• Exercise brief: Within the material that follows, how many lines include the string "traceMsg"? Answer with the number and nothing more.

• Source material:
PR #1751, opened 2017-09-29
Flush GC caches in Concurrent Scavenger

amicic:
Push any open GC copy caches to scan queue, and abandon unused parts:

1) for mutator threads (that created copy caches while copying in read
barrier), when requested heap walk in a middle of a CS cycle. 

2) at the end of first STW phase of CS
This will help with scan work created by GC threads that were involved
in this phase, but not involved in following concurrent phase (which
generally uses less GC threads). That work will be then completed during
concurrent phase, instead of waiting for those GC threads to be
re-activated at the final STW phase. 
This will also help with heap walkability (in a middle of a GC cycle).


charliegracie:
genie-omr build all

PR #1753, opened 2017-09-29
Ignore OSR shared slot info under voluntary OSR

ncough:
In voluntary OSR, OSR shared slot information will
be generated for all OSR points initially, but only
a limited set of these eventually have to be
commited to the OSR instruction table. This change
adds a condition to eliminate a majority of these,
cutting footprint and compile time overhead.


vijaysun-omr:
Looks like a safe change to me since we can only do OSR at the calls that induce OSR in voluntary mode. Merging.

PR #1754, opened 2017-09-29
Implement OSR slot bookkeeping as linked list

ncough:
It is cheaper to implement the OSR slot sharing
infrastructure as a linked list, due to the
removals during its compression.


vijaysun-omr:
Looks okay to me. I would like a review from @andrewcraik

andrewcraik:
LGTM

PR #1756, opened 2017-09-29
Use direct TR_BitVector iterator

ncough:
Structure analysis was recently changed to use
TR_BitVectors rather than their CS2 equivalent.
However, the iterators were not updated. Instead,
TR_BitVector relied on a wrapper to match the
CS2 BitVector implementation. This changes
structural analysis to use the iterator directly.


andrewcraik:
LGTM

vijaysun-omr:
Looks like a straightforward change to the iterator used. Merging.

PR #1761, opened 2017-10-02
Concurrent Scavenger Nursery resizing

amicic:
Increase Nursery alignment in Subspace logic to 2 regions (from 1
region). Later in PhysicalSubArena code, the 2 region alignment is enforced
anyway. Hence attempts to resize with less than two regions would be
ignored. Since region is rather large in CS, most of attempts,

--

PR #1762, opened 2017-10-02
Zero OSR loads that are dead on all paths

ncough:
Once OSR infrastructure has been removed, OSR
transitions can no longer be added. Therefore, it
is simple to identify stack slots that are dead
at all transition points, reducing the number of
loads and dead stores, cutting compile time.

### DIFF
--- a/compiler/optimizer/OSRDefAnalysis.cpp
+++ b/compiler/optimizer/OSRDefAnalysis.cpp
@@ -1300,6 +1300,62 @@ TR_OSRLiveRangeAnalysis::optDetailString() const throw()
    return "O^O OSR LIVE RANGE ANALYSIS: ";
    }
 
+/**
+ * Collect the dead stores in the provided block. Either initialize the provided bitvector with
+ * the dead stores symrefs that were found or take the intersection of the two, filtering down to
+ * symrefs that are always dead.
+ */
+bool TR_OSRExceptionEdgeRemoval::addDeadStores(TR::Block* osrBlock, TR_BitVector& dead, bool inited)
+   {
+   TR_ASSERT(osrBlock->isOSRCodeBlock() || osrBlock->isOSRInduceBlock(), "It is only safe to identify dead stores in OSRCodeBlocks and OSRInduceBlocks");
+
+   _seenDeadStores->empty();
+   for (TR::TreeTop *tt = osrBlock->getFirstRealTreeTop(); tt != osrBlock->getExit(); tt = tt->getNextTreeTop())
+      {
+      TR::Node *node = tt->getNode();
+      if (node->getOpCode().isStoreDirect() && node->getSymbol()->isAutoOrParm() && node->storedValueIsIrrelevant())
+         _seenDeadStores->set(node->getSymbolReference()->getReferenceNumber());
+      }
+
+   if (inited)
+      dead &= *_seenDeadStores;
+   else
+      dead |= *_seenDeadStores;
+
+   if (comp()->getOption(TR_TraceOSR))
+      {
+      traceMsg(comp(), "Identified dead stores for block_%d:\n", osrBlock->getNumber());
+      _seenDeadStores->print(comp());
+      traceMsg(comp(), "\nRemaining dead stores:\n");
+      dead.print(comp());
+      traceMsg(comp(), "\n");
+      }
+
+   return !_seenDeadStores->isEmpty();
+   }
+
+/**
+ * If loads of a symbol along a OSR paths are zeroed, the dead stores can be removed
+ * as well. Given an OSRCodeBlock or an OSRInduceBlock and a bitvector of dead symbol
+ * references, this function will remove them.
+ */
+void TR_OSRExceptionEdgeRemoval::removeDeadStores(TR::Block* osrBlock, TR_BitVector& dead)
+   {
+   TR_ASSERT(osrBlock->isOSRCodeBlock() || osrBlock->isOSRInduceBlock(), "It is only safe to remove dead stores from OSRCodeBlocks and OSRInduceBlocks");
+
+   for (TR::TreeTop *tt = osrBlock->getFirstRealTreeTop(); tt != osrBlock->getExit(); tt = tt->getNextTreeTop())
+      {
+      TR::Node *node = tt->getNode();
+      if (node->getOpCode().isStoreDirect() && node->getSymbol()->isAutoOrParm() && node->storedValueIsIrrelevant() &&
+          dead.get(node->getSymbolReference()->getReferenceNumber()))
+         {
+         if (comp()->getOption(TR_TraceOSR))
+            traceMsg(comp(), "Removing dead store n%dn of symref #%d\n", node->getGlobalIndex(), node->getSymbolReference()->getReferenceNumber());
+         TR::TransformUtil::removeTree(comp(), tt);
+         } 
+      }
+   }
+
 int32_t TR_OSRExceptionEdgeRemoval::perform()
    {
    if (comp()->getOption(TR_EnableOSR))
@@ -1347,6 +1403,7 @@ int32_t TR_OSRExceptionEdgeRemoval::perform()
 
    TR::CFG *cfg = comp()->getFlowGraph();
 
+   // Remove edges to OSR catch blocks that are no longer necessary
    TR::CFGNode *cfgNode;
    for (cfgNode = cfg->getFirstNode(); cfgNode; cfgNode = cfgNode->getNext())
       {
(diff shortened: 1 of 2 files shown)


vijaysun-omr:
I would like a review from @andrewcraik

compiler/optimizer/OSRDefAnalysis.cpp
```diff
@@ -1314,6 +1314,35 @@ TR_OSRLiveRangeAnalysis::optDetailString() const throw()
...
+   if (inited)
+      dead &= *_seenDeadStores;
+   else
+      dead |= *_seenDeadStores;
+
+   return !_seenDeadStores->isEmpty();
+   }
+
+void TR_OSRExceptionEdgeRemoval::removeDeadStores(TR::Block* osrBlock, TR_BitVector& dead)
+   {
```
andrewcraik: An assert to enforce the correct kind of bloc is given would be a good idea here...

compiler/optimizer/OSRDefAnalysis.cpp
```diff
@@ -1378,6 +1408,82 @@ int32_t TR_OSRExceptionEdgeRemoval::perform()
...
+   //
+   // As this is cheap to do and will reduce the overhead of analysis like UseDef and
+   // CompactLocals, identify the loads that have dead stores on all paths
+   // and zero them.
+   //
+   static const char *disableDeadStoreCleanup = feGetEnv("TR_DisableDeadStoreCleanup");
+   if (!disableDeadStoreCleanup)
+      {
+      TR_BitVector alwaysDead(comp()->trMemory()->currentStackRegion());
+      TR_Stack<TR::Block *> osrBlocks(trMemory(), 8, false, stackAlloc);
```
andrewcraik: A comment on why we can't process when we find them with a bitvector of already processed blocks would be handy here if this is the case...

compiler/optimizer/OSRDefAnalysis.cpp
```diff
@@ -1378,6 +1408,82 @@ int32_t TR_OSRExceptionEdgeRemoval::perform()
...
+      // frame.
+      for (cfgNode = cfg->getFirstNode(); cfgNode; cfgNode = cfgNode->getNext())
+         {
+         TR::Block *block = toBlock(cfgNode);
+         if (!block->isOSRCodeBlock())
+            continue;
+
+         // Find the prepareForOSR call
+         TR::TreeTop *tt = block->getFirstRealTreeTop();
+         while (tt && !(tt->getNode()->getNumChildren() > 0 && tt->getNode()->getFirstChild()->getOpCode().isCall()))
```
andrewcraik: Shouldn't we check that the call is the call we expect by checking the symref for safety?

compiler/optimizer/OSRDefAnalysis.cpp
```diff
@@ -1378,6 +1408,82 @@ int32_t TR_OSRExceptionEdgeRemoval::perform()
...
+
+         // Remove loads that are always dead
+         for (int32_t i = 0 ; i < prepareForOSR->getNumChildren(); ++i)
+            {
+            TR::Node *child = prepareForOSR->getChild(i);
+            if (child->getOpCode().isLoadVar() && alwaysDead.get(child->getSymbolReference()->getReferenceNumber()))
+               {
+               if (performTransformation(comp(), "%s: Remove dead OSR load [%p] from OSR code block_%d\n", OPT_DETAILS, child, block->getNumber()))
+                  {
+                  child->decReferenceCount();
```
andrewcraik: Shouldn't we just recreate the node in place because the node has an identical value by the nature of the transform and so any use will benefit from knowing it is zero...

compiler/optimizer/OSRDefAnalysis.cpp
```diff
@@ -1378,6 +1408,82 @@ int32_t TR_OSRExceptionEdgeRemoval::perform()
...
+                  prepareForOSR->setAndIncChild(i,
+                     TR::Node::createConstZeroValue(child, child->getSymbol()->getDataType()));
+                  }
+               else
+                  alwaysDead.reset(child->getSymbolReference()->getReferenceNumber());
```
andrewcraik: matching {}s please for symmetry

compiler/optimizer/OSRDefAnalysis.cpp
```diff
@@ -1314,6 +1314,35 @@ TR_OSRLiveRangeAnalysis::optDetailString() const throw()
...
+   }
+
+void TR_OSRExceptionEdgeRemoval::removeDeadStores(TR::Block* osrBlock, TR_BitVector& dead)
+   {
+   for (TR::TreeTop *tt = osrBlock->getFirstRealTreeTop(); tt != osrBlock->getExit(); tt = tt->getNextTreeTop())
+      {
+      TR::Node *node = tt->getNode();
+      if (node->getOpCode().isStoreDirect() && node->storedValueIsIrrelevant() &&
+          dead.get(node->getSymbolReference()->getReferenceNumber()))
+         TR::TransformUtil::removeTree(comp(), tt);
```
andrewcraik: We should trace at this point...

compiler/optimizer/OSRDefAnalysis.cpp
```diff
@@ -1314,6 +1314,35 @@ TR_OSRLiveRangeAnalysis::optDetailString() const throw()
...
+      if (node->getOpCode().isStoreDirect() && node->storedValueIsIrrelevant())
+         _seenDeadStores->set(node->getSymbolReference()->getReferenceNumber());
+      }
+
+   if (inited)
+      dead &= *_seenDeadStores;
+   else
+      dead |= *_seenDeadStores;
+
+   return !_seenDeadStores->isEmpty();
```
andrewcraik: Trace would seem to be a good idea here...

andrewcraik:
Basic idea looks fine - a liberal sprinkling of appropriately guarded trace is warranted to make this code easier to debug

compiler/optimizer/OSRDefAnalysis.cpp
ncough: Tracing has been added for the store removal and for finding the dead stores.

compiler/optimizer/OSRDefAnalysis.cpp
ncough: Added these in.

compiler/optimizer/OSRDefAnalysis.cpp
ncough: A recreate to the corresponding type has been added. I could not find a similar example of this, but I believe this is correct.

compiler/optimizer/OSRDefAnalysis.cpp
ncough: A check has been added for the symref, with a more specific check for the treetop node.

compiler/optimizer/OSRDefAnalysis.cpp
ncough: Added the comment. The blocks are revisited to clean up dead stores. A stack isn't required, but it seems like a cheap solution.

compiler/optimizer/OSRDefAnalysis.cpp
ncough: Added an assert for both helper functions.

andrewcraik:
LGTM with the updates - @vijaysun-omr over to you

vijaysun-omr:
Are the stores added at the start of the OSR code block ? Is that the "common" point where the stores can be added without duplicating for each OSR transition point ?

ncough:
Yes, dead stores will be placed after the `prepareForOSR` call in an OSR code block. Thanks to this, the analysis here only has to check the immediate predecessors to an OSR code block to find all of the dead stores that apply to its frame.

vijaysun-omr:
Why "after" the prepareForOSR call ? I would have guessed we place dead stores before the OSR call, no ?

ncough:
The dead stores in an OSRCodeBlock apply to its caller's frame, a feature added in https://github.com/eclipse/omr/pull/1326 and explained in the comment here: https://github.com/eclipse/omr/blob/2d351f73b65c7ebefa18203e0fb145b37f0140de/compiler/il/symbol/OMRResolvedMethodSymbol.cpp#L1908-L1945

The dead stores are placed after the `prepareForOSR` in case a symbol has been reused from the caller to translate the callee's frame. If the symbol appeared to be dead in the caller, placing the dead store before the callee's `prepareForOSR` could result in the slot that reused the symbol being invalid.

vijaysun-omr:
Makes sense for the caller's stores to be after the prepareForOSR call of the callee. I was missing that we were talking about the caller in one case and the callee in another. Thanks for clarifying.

• Response to this task: 4